TL;DR. Der Weg zum Cannabis-Rezept läuft über ein ärztliches Anamnesegespräch (persönlich oder telemedizinisch), die Prüfung von Vorerkrankungen und bisherigen Therapien, die Ausstellung eines Privatrezepts oder E-Rezepts und die Abgabe in einer Apotheke mit Cannabis-Sortiment. Bei gesetzlicher Krankenversicherung kann parallel ein Kostenübernahmeantrag gestellt werden. Der gesamte Prozess dauert je nach Anbieter wenige Tage bis mehrere Wochen.
Schritt 1: Vorab klären, ob Cannabis infrage kommt
Bevor ein Termin vereinbart wird, lohnt sich eine ehrliche Bestandsaufnahme:
- Welche Diagnose oder welche Beschwerden liegen vor, und seit wann?
- Welche Therapien wurden bereits versucht, mit welchem Ergebnis?

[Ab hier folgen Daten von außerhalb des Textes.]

PR #851, opened 2019-08-12
Fix import error

DebRez:
MTT failing due to missing import shlex statement in
mtt/pylib/Tools/Launcher/LauncherMTTTool.py.

### DIFF
--- a/pylib/Stages/Profile/DefaultProfile.py
+++ b/pylib/Stages/Profile/DefaultProfile.py
@@ -65,10 +65,15 @@ class DefaultProfile(ProfileMTTStage):
         cmds = {}
         testDef.parseOptions(log, self.options, keyvals, cmds)
         keys = list(cmds.keys())
-        opts = self.options.keys()
+        # pass in a timeout option as not every system will support
+        # every option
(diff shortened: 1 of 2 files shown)


rhc54:
Looks like a stalled Python 2.7 build - restarted it

rhc54:
There is clearly a bug in the default profile plugin. I honestly don't know how it ever worked this way, but since it wasn't passed any options it should have never executed anything. Yet the output shows it is executing at least `uname -v` and then appears to enter an infinite loop. I'll try to fix it and add it to your branch since you are seeing it

rhc54:
My bad - the plugin should default to running all defined options with default values. However, it appears that some of those commands occasionally can "hang" on the Travis system under Python 2.7, thus causing it to fail. So add some protection - let's see if that can pass

rhc54:
There is something strange going on between Travis and the Mac - we are getting quite different behavior when parsing options and then cycling across the resulting list. This caused the code I was locally testing to pass every time, but fail every time on Travis. Not sure what to make of it, but something we will need to keep an eye upon.

Issue #852, opened 2019-08-12
Most recent version of MTT failing on three different systems.


DebRez:
MTT is failing on Fog, Trinitite and Cori systems since the most recent version was pulled. One clear error was the missing shlex import in LauncherMTTTool.py.

Pull request #851 is meant to fix this issue but the travis build is failing. The only change made was to add the missing "import shlex" statement. Can you help troubleshoot this @rhc54 ?

rhc54:
Sure - can you give me any more info on how it is failing?

DebRez:
I have seen several issues. The missing shlex import, ERROR (stderr) No tests found, and ERROR (stderr) Too many return codes were supplied to satisfy the number of tests expected to fail: 2:1

Here is the relevant parts of my INI file:
                 fail_tests = abort final
                 fail_timeout = max_procs
                 fail_returncodes = 1, 3

rhc54:
How long has it been since you updated? Just want to get some idea of the change involved as those areas of the code were modified like a month or more ago, AFAIK

DebRez:
I just updated last thursday.

rhc54:
I was asking how long it had been before that 😄

DebRez:
Many months

rhc54:
wow - that might not be a good idea as it can let problems go by until it is very hard to track them down. If you are going to update that infrequently, then you probably should create some CI or nightly regression so we have a chance to catch them earlier on.

I take it those are Cray machines? What Python version are you using?

DebRez:
python 2.7. Trinitite  and Cori are cray systems, Fog is a "commodity" system - all intel hardware.

rhc54:
Is there anything common about those machines - e.g., they are all running under Slurm?

Can you post the full .ini section that is failing? I'd like to see what plugin is being used and the full set of options. Best I can tell: it would appear your option parser may be getting confused. Note that right now the LaunchMTTTool ignores the "fail_timeout" option - doesn't hurt to have it, but won't do anything

DebRez:
I am getting the error "No tests found" now and it looks like the only place that line shows up is in  LauncherMTTTool.py. 

Those machines are all running under Slurm. Here is the .ini file for Fog:

[LauncherDefaults:OMPI]
plugin = SLURM
command = srun
options = -n 16 -c 4 -t 15:00
skipped = 77
merge_stdout_stderr = 1
stdout_save_lines = 100
stderr_save_lines = 100

[...]

PR #853, opened 2019-08-13
Be more flexible in how we take input

rhc54:
Accept lists of tests expected to fail and tests to skip that are
delimited by commas, spaces, or tabs. Instead of having a separate list
of expected return codes for failed tests, specify those in the same
place where we list those tests:

fail_tests = ftest1:3 ftest2 ftest3:-5

where we specify the expected return code with a ":code" suffix to the
name of the test. Tests without an expected return code will be marked
as "passed" if they fail regardless of what they return.

Add a "dryrun" option to the IUDatabase reporter so we can see what it
would have sent without actually sending anything to the db.

Refs #852 

### DIFF
--- a/pylib/Stages/Reporter/IUDatabase.py
+++ b/pylib/Stages/Reporter/IUDatabase.py
@@ -40,6 +40,7 @@ requests.packages.urllib3.disable_warnings(InsecureRequestWarning)
 # @param keep_debug_files   Retain reporter debug output after execution
 # @param debug_server       Ask the server to return its debug output as well
 # @param email              Email to which errors are to be sent
+# @param dryrun             Print debug without actually submitting to database server
 # @}
 class IUDatabase(ReporterMTTStage):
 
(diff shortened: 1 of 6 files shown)


rhc54:
@DebRez I modified the input processing code for failed tests to be more flexible - it now accepts comma, space, and tab delimiters (and any mix of them). I tested it all with the SLURM launcher plugin and the IUDatabase reporter and everything was working for me. Please update your .ini file and give it a try

rhc54:
@ribab @beardeddog 

NOTE: this makes a change to the way we process .ini files for failed tests. If you have any ini files that use that option, they will require a change when this is committed.

rhc54:
> I suggest editing all references to fail_tests to reflect the new usage model. Something like:
> self.options['fail_tests'] = (None, "Names of tests that are expected to fail. Can use space or comma between entries. Include the expected return code using the following format: test_name:#")

Done!

rhc54:
@DebRez @ribab Any last comments/changes?

PR #861, opened 2019-09-03
Sets np correctly

### LINKED ISSUE #852: Most recent version of MTT failing on three different systems.

DebRez:
Determines np before tests are run then assigns np correctly in LauncherMTTTools.py.

Fixes #852

### DIFF
--- a/pylib/Tools/Launcher/LauncherMTTTool.py
+++ b/pylib/Tools/Launcher/LauncherMTTTool.py
@@ -465,12 +465,15 @@ class LauncherMTTTool(IPlugin):
                     testLog['result'] = testDef.MTT_TEST_PASSED
                     self.numPass += 1
             try:
-                testLog['np'] = cmds['np']
+                testLog['np'] = log['np']
             except KeyError:
                 try:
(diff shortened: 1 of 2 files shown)


rhc54:
I'm afraid this doesn't make a lot of sense to me. If I'm following it correctly, you are dealing with some Slurm cmd options that implicitly specify the number of procs to run, but aren't including an explicit `-np` option. I get that, but putting the `-np` in the log and extracting it later seems weird and risky as you have now put a value in the final overall log, not the log of that particular test.

Why not just update `cmds["-np"]` with the number of procs you calculate? The rest of the logic would then flow pretty naturally and the value would only go into the correct log.

DebRez:
I will do that. Will have to touch a lot more of @ribab 's code which I was avoiding doing.

PR #1169, opened 2020-07-01
Bring apps closer to typechecking out of the box

dfreeman:
Today, if I run `ember new my-app` and then immediately follow that with `ember install ember-cli-typescript`, I can _almost_ rename `app.js`, `router.js` and `test-helper.js` to end in `.ts` and have a typechecking application out of the box. There are still just a couple of blockers for that:
 - `app.js` imports `ember-resolver` but we don't install the `@types` package for that by default
 - `test-helper.js` references `config.APP`, which isn't part of the declarations we emit for `config/environment`
 - `test-helper.js` includes relative imports for `app` and `config/environment` that work at runtime but don't match the on-disk layout, so TS rejects the import

This PR aims to fix those first two bullets, and I have [an ember-cli PR open](https://github.com/ember-cli/ember-cli/pull/9273) to address the third.


ts/blueprints/ember-cli-typescript/index.js
```diff
@@ -146,8 +146,8 @@ module.exports = {
       { name: 'ember-cli-typescript-blueprints', target: 'latest' },
       { name: 'typescript', target: 'latest' },
       { name: '@types/ember', target: 'latest' },
-      { name: '@types/rsvp', target: 'latest' },
```
dfreeman, line 149: `@types/ember` already brings in `@types/rsvp`, and having one fewer explicit version constraint floating around makes "cannot re-declare block scoped variables" more likely to crop up as folks update various dependencies.

PR #1191, opened 2020-07-02
Mass updates

dfreeman:
This gets the vast majority of our dependencies up to date, with a few changes (like updating `prettier`) pulled into their own commits for clarity. I'm hoping to get the Renovate traffic jam cleared out.


dfreeman:
Before merging this, we may want to create a `v3` branch off `master`. Several of these updates require Node 10, which is already what we're running CI against, but 3.x officially supports Node 8 still.

dfreeman:
For future travelers: we decided to create any potential `v3` branch based on our last 3.x tag rather than from `master` to be sure we don't accidentally include something that depends on Node 10 that got Renovated in in the meantime.

PR #1198, opened 2020-07-03
fix(typecheck-worker): avoid false-positive `willTypecheck`s on Linux

dfreeman:
We've seen occasional timeouts in CI for our test that verifies we don't block builds for file changes that don't trigger a new typecheck. Interestingly, these timeouts have never occurred on Windows, and I've also never managed to reproduce them locally on my Mac, but they pretty reliably occur every 3-4 runs on Linux.

Digging in (by running the offending test in a loop in CI), it seems that the change to a `.hbs` file is occasionally causing TypeScript's `createProgram` to be called, but then subsequently short circuited as some other piece of machinery discovers that the change in question doesn't matter. This is a problem for us, as we treat `createProgram` as proof that a typecheck has started, and if `afterProgramCreate` is never subsequently called, then our worker just sits on a pending promise forever.

Fortunately for us, when `afterProgramCreate` _is_ called, it's called synchronously near the end of `createProgram`, so from the perspective of the outside world, it doesn't matter if we call `willTypecheck` in `createProgram` or `afterProgramCreate`: no events will be dispatched in between those two functions anyway.

### DIFF
--- a/ts/lib/typechecking/worker/index.ts
+++ b/ts/lib/typechecking/worker/index.ts
@@ -138,7 +138,7 @@ export default class TypecheckWorker {
   private patchCompilerHostMethods(
     host: WatchCompilerHostOfConfigFile<SemanticDiagnosticsBuilderProgram>
   ) {
-    let { watchFile, watchDirectory, createProgram, afterProgramCreate = () => {} } = host;
+    let { watchFile, watchDirectory, afterProgramCreate = () => {} } = host;
 
     // Intercept tsc's `watchFile` to also invoke `mayTypecheck()` when a watched file changes
     host.watchFile = (path, callback, pollingInterval?) => {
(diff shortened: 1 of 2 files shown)


dfreeman:
P.S. I ran the offending test 50 times in a loop in CI and didn't get any more hangs with this change.

chriskrycho:
For clarification on my comment for any lookers-on/posterity: while I would guess this is fairly stable behavior, I inherently dislike solutions that leave us at the mercy of changes to an API that *could* change whenever convenient for the TS team—but since it's fairly core to the compiler API, it seems reasonable and we expect that it would make release notes/etc. if it *were* to change. And in truth, we're *always* in that position so…

jamescdavis:
Thank you, @dfreeman !

PR #1391, opened 2020-12-08
docs: Update configuration.md to include an example of generating sourcemaps with Embroider

johanrd:
I had to add devtool to my webpackConfig in order for  sourcemaps to be generated of my typescript files with Embroider. 

Not sure if this documentation belongs here or in the embroider docs (or whether there are other/better ways to set up the config)


chriskrycho (approved):
This is great—thank you!

chriskrycho:
(Note: I updated the branch here so it passes our commit lint setup. I'm likely going to turn that off in the future, as it's not really adding value to us, esp. for things like this.)

PR #1401, opened 2021-02-03
Fix qunit types... again

jamescdavis:
This bumps `@types/qunit` and `yarn-deduplicate`s to resolve the failing floating dependency tests... again.


chriskrycho (approved):
And so it will forever. «sigh»

PR #1410, opened 2021-02-22
docs: add Ember Data transform page

SergeAstapov:
We started integrating TypeScript into existing application and stumbled upon custom transform.

https://docs.ember-cli-typescript.com/ember-data/models wasn't much helpful so I followed https://github.com/DefinitelyTyped/DefinitelyTyped/pull/50328/files and had to add interface to `TransformRegistry` to make TypeScript happy:

```typescript
declare module 'ember-data/types/registries/transform' {
  export default interface TransformRegistry {
    point: PointTransform;
  }
}
```

after that everything started to work as expected.

I know the prose is really bad but could not came up with anything better. Maybe we can collectively iterate over the prose if the snippets are good here.

### DIFF
--- a/docs/ember-data/transforms.md
+++ b/docs/ember-data/transforms.md
@@ -1,0 +1,53 @@
+# Transforms
+
+`DS.attr` defines an attribute on a [DS.Model](https://guides.emberjs.com/release/models/defining-models/).
+By default, attributes are passed through as-is, however you can specify an
+optional type to have the value automatically transformed.
+Ember Data ships with four basic transform types: `string`, `number`, `boolean` and `date`.
+
+You can define your own transforms by subclassing [DS.Transform](https://guides.emberjs.com/release/models/defining-models/#toc_custom-transforms).
+Ember Data transforms are normal TypeScript classes.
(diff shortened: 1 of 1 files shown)


SergeAstapov:
Is this actually right/recommended way of extending `TransformRegistry`? Should we instead recommend to define these via `types/registries/transform.d.ts` like
```
export default interface TransformRegistry {
  point: PointTransform;
}
```

I'm new to ember-cli-typescript so would love to be guinea pig and test existing docs and identify what is missing

chriskrycho:
Hi @SergeAstapov – thanks so much for this! I apologize I missed it when it came through; I need to tweak my notifications settings here. I'll try to review it on Friday!

SergeAstapov:
Thank you @chriskrycho! I update PR to use more complex example with custom data structure. Please advice if this is not the canonical/suggested way of doing transforms, would love to hear back.

chriskrycho:
@jamescdavis mind taking a look at this? You’re more up-to-date and well-informed on Ember Data than I am!

chriskrycho:
I just went ahead and merged this; can iterate later! Thanks @SergeAstapov!

PR #1415, opened 2021-03-17
chore: update option `noEmitOnError` to `true`

### LINKED ISSUE #1402: Docs on "Using TS Effectively" are wrong about blueprint value of "noEmitOnError"
The docs on "Using TS Effectively" say "noEmitOnError" default is `true` (and suggest leaving this value as-is): https://github.com/typed-ember/ember-cli-typescript/blame/master/docs/ts/using-ts-effectively.md#L30

It seems the actual value in the blueprint is `false`, though: https://github.com/typed-ember/ember-cli-typescript/blob/master/blueprint-files/ember-cli-typescript/tsconfig.json#L16

Seems likely this docs line should be replaced with an explanation of why the value is as it is, and when to change it (or, if it really is a good idea to have it enabled, perhaps the blueprint value should be changed?)

MrChocolatine:
Fix the value of the tsconfig option `noEmitOnError` to `true`, to be consistent with what is currently mentioned in the documentation.

Fix #1402 .

### DIFF
--- a/blueprint-files/ember-cli-typescript/tsconfig.json
+++ b/blueprint-files/ember-cli-typescript/tsconfig.json
@@ -13,7 +13,7 @@
     "noUnusedLocals": true,
     "noUnusedParameters": true,
     "noImplicitReturns": true,
-    "noEmitOnError": false,
+    "noEmitOnError": true,
     "noEmit": true,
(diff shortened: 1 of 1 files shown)


dfreeman:
Thank you, @MrChocolatine!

- Gibt es Vorerkrankungen, die gegen Cannabis sprechen könnten (z. B. bestimmte psychiatrische oder kardiologische Erkrankungen)?
- Ist eine gesetzliche oder private Krankenversicherung vorhanden — relevant für die spätere Kostenfrage?
Diese Informationen werden im Erstgespräch ohnehin abgefragt; wer sie vorbereitet, verkürzt den Termin und wird seltener nachträglich um Unterlagen gebeten.
Schritt 2: Arztgespräch — Präsenz oder Telemedizin
Grundsätzlich gibt es zwei Wege:
Hausärztliche oder fachärztliche Praxis vor Ort: persönliches Gespräch, körperliche Untersuchung möglich, oft bereits bestehendes Vertrauensverhältnis.
Telemedizinische Plattform: Video-Sprechstunde mit einer Ärztin oder einem Arzt, die/der auf Cannabistherapien spezialisiert ist. Praktisch, wenn die Hausarztpraxis keine Erfahrung mit Cannabis hat oder kein Termin kurzfristig verfügbar ist.
Beide Wege sind rechtlich gleichwertig — Stand Juli 2026 ist die rein telemedizinische Verordnung weiterhin zulässig (siehe Cannabis auf Rezept: Gesetzliche Grundlagen zu einer möglichen künftigen Einschränkung).
Im Gespräch wird geklärt:
- Ausführliche Anamnese (Vorerkrankungen, Medikation, bisherige Therapien)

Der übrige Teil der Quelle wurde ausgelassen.